## THE TASK
Using the listing below, set down each line from the line containing "Sets a flag" through the line containing "runs twice |", both ends included, exactly and with nothing added.

## SUPPLIED RECORDS

BEGIN

Issue #266, opened 2026-08-02
bug: inference save claims agents use it next turn, but echo→harness needs a restart


oxoxDev:
## Summary

Saving an inference configuration toasts "Inference updated. **Agents use it on their next turn.**" That is true for some transitions and false for the one that matters most: going from no credential to a credential.

Brain selection happens once, at company-build time (`src/runtime/builder.rs` ~:917, resolving the effective inference config at ~:945). A company built with no inference source gets the offline echo brain, and `wf_runner` is left `None` (~:835) — it is only populated inside the harness arm. Storing a credential afterwards updates the secret store but does not rebuild the company, so:

- agents keep echoing
- the workflow runner stays unwired, so `POST /workflows/{id}/run` keeps returning `not_wired`
- the scheduler keeps logging `N scheduled workflow(s) will not fire — no workflow runner is wired`

Only a restart picks it up. The per-tenant provider genuinely does re-resolve each turn — so changing a *model* or swapping a key while the harness is already active is live, and the toast is accurate there. The inaccurate case is the echo → harness transition, which is exactly the first thing a new operator does.

Observed on a local build (`openhuman,mcp,telegram`): key stored, toast shown, agents continued echoing and the scheduler kept warning, until the process was restarted.

## Reproduction

1. Boot a company with no inference configured. Console shows `cognition: "echo"`.
2. Connections → Inference → choose `openai_compatible`, set a base URL and key. Save. Toast says agents use it next turn.
3. Send an agent a message. It still echoes.
4. `POST …/workflows/{id}/run` → `{"error":"workflow execution is not wired in this deployment"}`.
5. Restart the server. Both now work.

## Expected behavior

Either the transition is live, or the console says what is actually required.

- **Preferred:** rebuild the company runtime when inference goes from unresolved to resolved, so the promise the toast makes is kept. This is the same seam a hosted tenant needs anyway — an operator setting up a fresh tenant should not have to get the pod restarted.
- **Minimum:** make the message conditional. When the prior state had no credential, say that the change takes effect after a restart rather than on the next turn — and surface it in the status panel too, not only in a toast that disappears.

The status route already knows enough to tell the difference: it reports `cognition` and `keyConfigured`, so a stored credential sitting next to `cognition: "echo"` is precisely the detectable "restart pending" state.

Issue #208, opened 2026-07-31
Boot rebuild overwrites the persisted record's manifest with the seed company.toml


oxoxDev:
## Problem

Every runtime mutation of a company's manifest is silently lost on the next boot. The rebuild path reads the existing record for lifecycle, ledger, overlays, and provenance, then saves the record back with `manifest: self.manifest.clone()` — the manifest freshly parsed from the seed `companies/<name>/company.toml`, not the one that was persisted.

`src/runtime/builder.rs:1121`

The comment directly above it (lines ~1115-1119) says "a rebuild never rewrites the version-controlled manifest". That is true of the file on disk and false of the record: the record's manifest is overwritten wholesale on every launch.

## Evidence

The store persists the manifest correctly — `FsCompanyStore::save` serializes it to the bundle's `company.toml` (`src/store/fs.rs:248-250`). The loss happens after, at rebuild:

```
save/load round-trip:   ["greeter"]     <- store persists the runtime-added id
after boot rebuild:     []              <- overwritten by the seed manifest
```

## Impact

`[workflows].enabled` is the runtime-mutated field found so far. Workflow creation pushes the new id onto it and saves; after a restart the id is gone. This is visible today as `Company.workflows.enabled` (GraphQL) reading `true` immediately after creation and `false` after a restart.

Nothing currently consults `enabled` to decide whether a workflow may run — the REST route, the orchestrator tool, and the `sub_workflow` resolver all load a graph by id from the seed ∪ overlay union — so no feature is broken by it right now. It becomes load-bearing the moment something enumerates enabled workflows, which is exactly what the scheduler proposed in #169 would do.

## Why it needs a design decision, not a one-line fix

Making the persisted record's manifest win at boot would mean an operator editing `company.toml` and restarting gets silently ignored — arguably worse than the current behavior. The fix has to answer, per field, whether the seed file or the persisted record is authoritative, including the fields where seed-wins is the desired behavior.

Suggested direction: an explicit merge at rebuild that preserves the known runtime-mutable fields (starting with `[workflows].enabled`) and lets the seed win everywhere else, plus a test that a runtime manifest mutation survives a rebuild.

## Found via

PR #207 (#168) — workflow graph bodies now persist as a record overlay, which made the enabled-id loss observable. That PR does not depend on this being fixed; its read paths are union-driven.

PR #353, opened 2026-08-04
feat(runtime): rebuild a company runtime in place when inference resolves (#290)

### LINKED ISSUE #290: Rebuild the company runtime when inference goes unresolved to resolved, so first-time BYOK setup needs no restart
## Summary

#266 asked for one of two things: rebuild the company runtime when inference goes
unresolved → resolved, or say honestly that a restart is required. #266 shipped the
honest-message half (`restartRequired` on the inference status, a persistent console
banner, a `restart_required` response on `POST …/workflows/{id}/run`). This issue is
the half it did not ship, plus what a rebuild actually costs.

A rebuild is still the better answer, for the reason #266 gave: it is the same seam a
hosted tenant needs. An operator setting up a fresh tenant should not have to get the
pod restarted, and today there is no way to give them that — `POST /api/v1/companies`
refuses an existing id, archive removes a company with no unarchive, and nothing else
in the process ever replaces a registered runtime.

## What a rebuild costs today

Rebuilding means calling `RuntimeBuilder::build()` again for a registered company and
swapping the result into `CompanyRegistry`. That is not the hard part — every builder
input is recoverable from `runtime.source_dir()` + `AppState` + the process env, with
one exception (below). The hard part is that the old runtime does not go away, and
two live `CompanyRuntime`s for one company id are not safe.

**1. The journal forbids a second writer, and the failure is permanent.**
`src/runtime/journal.rs` documents that exactly one process may write a journal file:
`append` emits the record and its newline as two separate writes under a *per-instance*
lock. A rebuild constructs a second `RuntimeJournal` over the same path. While any
holder of the old runtime is still alive, an interleave leaves two records on one line,
which fails to parse on replay — bricking the *next* boot and `CompanyRuntime::recover`.

**2. At-most-once effect execution breaks.** `is_executed` reads a per-instance
in-memory set populated at `load()`. Runtime A commits an effect key; runtime B never
sees it, so the effect — a send, a spend — runs twice.

**3. The two mutual-exclusion locks are per-instance.** `serial` guards a whole cycle
(an LLM turn) plus five desk read-modify-write routes; `task_writes` guards a
documented parent-cycle invariant across the three board-write handlers. Two runtimes
means two locks, so both invariants lapse across the boundary, against a company store
whose `save` writes the whole record.

**4. Nothing hands the old runtime's work over — there is no teardown seam.**
`CompanyScheduler`, `MailboxPoller` and `TelegramPoller` each snapshot an
`Arc<CompanyRuntime>` at boot and never re-read the registry. A registry swap leaves
all three driving the old echo brain forever — including the cron scheduler, which is
one of the surfaces #266 was reported against. `WorkflowScheduler` already does this
correctly (it re-reads the registry every tick) and is the model to copy.

**5. In-flight work is genuinely torn out.** `upsert_task` clones the Arc into a
spawned cycle that lives for a whole agent turn. `WorkflowScheduler` clones the runner
and event log out of the then-current runtime before spawning. The orchestrator's
runner handle is a `Weak` whose only strong reference is the runtime, so dropping the
old runtime makes its in-flight `run_workflow` tool silently no-op.

**6. `build()` is not side-effect-free, so a rebuild re-fires them.** It re-runs the
going-public path (network calls to tiny.place), and re-spawns the MCP boot, which
re-dials every installed server into a *process-global* connection map keyed by server
id — replacing connections the old runtime's agents are mid-call on. The feedback
filer's rate limiter is in-memory, so a rebuild loop is a rate-limit bypass.

**7. On the default filesystem path the stores are per-instance too.** `FsEventLog`
derives an event's `seq` from a line count under a per-instance lock, so two instances
mint duplicate sequence numbers. An open console SSE connection is subscribed to the
old broadcast sender and goes permanently deaf.

**8. One builder input is genuinely unreachable.** `serve --discoverable` exists only
in the `serve` stack frame; it mutates the manifest before the build and is retained
nowhere. Re-reading the manifest from `source_dir` would silently drop it.

## What this issue is actually asking for

Not "call build() twice". A runtime-lifecycle seam:

- [ ] **Quiesce**: a way to stop a runtime accepting new cycles and drain the one in
      flight, so the swap happens at a point with no live turn.
- [ ] **Hand over, don't reconstruct**: the journal, approval gate, event log, harness
      pool and the two serialising mutexes must be *moved* to the new runtime, not
      rebuilt. (Reusing `runtime.harness()` also preserves per-agent conversation
      history, which a fresh pool would drop.)
- [ ] **Make the three pollers registry-driven** the way `WorkflowScheduler` is, so a
      swap actually reaches cron, mail and Telegram.
- [ ] **Make `build()` idempotent on rebuild**: skip going-public and MCP re-boot when
      rebuilding an already-registered company.
- [ ] **Stash the boot-only inputs** (`--discoverable`, and anything else added later)
      somewhere a rebuild can reach.
- [ ] Then, and only then, trigger it from `PUT …/inference` when
      `restartRequired` would otherwise become true, and drop the banner.

## Why it is worth doing anyway

The hosted control plane has no "restart this tenant" button an operator can press,
and the tenant container is the unit of restart. Until this exists, first-time BYOK
setup on a hosted tenant requires an operator with pod access. That is the actual
product gap behind #266; the banner only makes it visible.

## Related

- #266 — the honest-message half, and where the console reports `restartRequired`

M3gA-Mind:
## Summary

Fixes #290. Builds the half #266 did not ship: rebuild the company runtime when inference goes unresolved → resolved, so first-time BYOK setup needs no restart.

The restart is the actual product gap. A hosted tenant's unit of restart is its container, and the control plane has no button an operator can press: `POST /api/v1/companies` refuses an existing id, archive removes a company with no unarchive, and nothing in the process ever replaced a registered runtime. So this is not "call `build()` twice" — it is the runtime-lifecycle seam the issue asked for.

### 1. Quiesce (`CompanyRuntime::quiesce`)

Sets a flag that makes every cycle entry point (`run_cycle`, `resolve_approval`, `resolve_approval_amended`) refuse with a new `OpenCompanyError::Quiescing` → **`503`**, then waits on the per-company `serial` lock, which a cycle holds for a whole turn. Both halves are load-bearing: the flag alone leaves a turn mid-cycle; the wait alone races a cycle already queued behind the one in flight.

The check on `resolve_approval*` is deliberately at the `CompanyRuntime` entry point rather than inside the follow-up cycle: a resolution that journaled the verdict and then failed to run its follow-up would leave the brain permanently unaware of an approval the operator had granted.

`Quiescing` is distinct from `LifecycleConflict` (`409`) on purpose. That one is a durable state an operator chose; this one clears itself within a turn, so it is a retry-me.

### 2. Hand over, don't reconstruct (`src/runtime/handover.rs`)

`RuntimeHandover` moves the per-instance state a second runtime must not duplicate. Each of these is a correctness matter, not an optimisation:

| Piece | Why a second copy breaks |
|---|---|
| `RuntimeJournal` | Single-writer. `append` writes a record and its newline separately under a per-instance lock, so two journals on one path interleave onto a single line and fail to parse on replay, bricking the **next** boot |
| At-most-once effect keys | In memory, populated at `load()`. A second instance never sees the first's commits, so a send or a spend runs twice |
| `serial` / `task_writes` | Per-instance mutexes. Both changed to `Arc<Mutex<_>>` so the successor adopts them; two of either and both invariants lapse at the swap |
| `FsEventLog` | Derives `seq` from a line count under its own lock, and its broadcast sender is what an open console SSE stream is subscribed to |
| `FeedbackFiler` | In-memory rate limiter; a fresh one makes a rebuild loop a rate-limit bypass |
| `HarnessPool` | Each agent's conversation history. Also injected back into `self.harness` **before** brain selection, so the successor's brain and its runtime share one pool rather than the brain getting a freshly minted one |
| `McpRuntime` | Dials a process-global connect map keyed by server id; re-booting replaces connections other agents may be mid-call on |
| `OpsStores` (incl. the `RunStore`) | Carried whole (#242), so the dispatch choke point, the successor's `HarnessBrain` (via `with_runs`) and the suppressed reaper all address one set of attempt rows. A second store strands every live run and restarts attempt ordinals at 1 |
| `ManifestApprovalGate` + `GrantSet` | Parked approvals and unredeemed grants. Rehydrating a fresh copy from the journal resurrects what the live one has already resolved |

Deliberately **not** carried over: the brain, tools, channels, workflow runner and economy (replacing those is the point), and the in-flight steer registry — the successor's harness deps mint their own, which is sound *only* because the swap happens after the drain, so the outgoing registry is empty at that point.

END

## RESPONSE
Sets a flag that makes every cycle entry point (`run_cycle`, `resolve_approval`, `resolve_approval_amended`) refuse with a new `OpenCompanyError::Quiescing` → **`503`**, then waits on the per-company `serial` lock, which a cycle holds for a whole turn. Both halves are load-bearing: the flag alone leaves a turn mid-cycle; the wait alone races a cycle already queued behind the one in flight.

The check on `resolve_approval*` is deliberately at the `CompanyRuntime` entry point rather than inside the follow-up cycle: a resolution that journaled the verdict and then failed to run its follow-up would leave the brain permanently unaware of an approval the operator had granted.

`Quiescing` is distinct from `LifecycleConflict` (`409`) on purpose. That one is a durable state an operator chose; this one clears itself within a turn, so it is a retry-me.

### 2. Hand over, don't reconstruct (`src/runtime/handover.rs`)

`RuntimeHandover` moves the per-instance state a second runtime must not duplicate. Each of these is a correctness matter, not an optimisation:

| Piece | Why a second copy breaks |
|---|---|
| `RuntimeJournal` | Single-writer. `append` writes a record and its newline separately under a per-instance lock, so two journals on one path interleave onto a single line and fail to parse on replay, bricking the **next** boot |
| At-most-once effect keys | In memory, populated at `load()`. A second instance never sees the first's commits, so a send or a spend runs twice |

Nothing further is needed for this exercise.